PR #673, opened 2026-04-20
✨(backend) make invitation validity duration configurable via env

NathanVss:
People using Drive, from Mon Espace Collectivite were facing invitation expiration too early for their process. By making this setting configurable, we let consumers decide their expiration period.

- Expose `INVITATION_VALIDITY_DURATION` as an environment variable instead of a hardcoded 7-day constant, so operators can tune invitation lifetime per deployment.
- Add a test asserting `Invitation.is_expired` honors the configured duration.

Default behavior is unchanged (604800 seconds / 7 days).

### DIFF
--- a/src/backend/drive/settings.py
+++ b/src/backend/drive/settings.py
@@ -1005,7 +1005,9 @@ class Base(Configuration):
     EMAIL_FROM = values.Value("from@example.com")
 
     AUTH_USER_MODEL = "core.User"
-    INVITATION_VALIDITY_DURATION = 604800  # 7 days, in seconds
+    INVITATION_VALIDITY_DURATION = values.PositiveIntegerValue(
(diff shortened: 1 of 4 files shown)


src/backend/drive/settings.py
```diff
@@ -1005,7 +1005,9 @@ class Base(Configuration):
     EMAIL_FROM = values.Value("from@example.com")
 
     AUTH_USER_MODEL = "core.User"
-    INVITATION_VALIDITY_DURATION = 604800  # 7 days, in seconds
+    INVITATION_VALIDITY_DURATION = values.Value(
```
```suggestion
    INVITATION_VALIDITY_DURATION = values.IntegerValue(
```

Or maybe `PositiveIntegerValue` but it excludes the `0` value, so I don't know if it's what we want.

lunika (approved):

__________________________________________________

_Required work_: Output all of the data exactly.

_Answer_:
PR #673, opened 2026-04-20
✨(backend) make invitation validity duration configurable via env

NathanVss:
People using Drive, from Mon Espace Collectivite were facing invitation expiration too early for their process. By making this setting configurable, we let consumers decide their expiration period.

- Expose `INVITATION_VALIDITY_DURATION` as an environment variable instead of a hardcoded 7-day constant, so operators can tune invitation lifetime per deployment.
- Add a test asserting `Invitation.is_expired` honors the configured duration.

Default behavior is unchanged (604800 seconds / 7 days).

### DIFF
--- a/src/backend/drive/settings.py
+++ b/src/backend/drive/settings.py
@@ -1005,7 +1005,9 @@ class Base(Configuration):
     EMAIL_FROM = values.Value("from@example.com")
 
     AUTH_USER_MODEL = "core.User"
-    INVITATION_VALIDITY_DURATION = 604800  # 7 days, in seconds
+    INVITATION_VALIDITY_DURATION = values.PositiveIntegerValue(
(diff shortened: 1 of 4 files shown)


src/backend/drive/settings.py
```diff
@@ -1005,7 +1005,9 @@ class Base(Configuration):
     EMAIL_FROM = values.Value("from@example.com")
 
     AUTH_USER_MODEL = "core.User"
-    INVITATION_VALIDITY_DURATION = 604800  # 7 days, in seconds
+    INVITATION_VALIDITY_DURATION = values.Value(
```
```suggestion
    INVITATION_VALIDITY_DURATION = values.IntegerValue(
```

Or maybe `PositiveIntegerValue` but it excludes the `0` value, so I don't know if it's what we want.

lunika (approved):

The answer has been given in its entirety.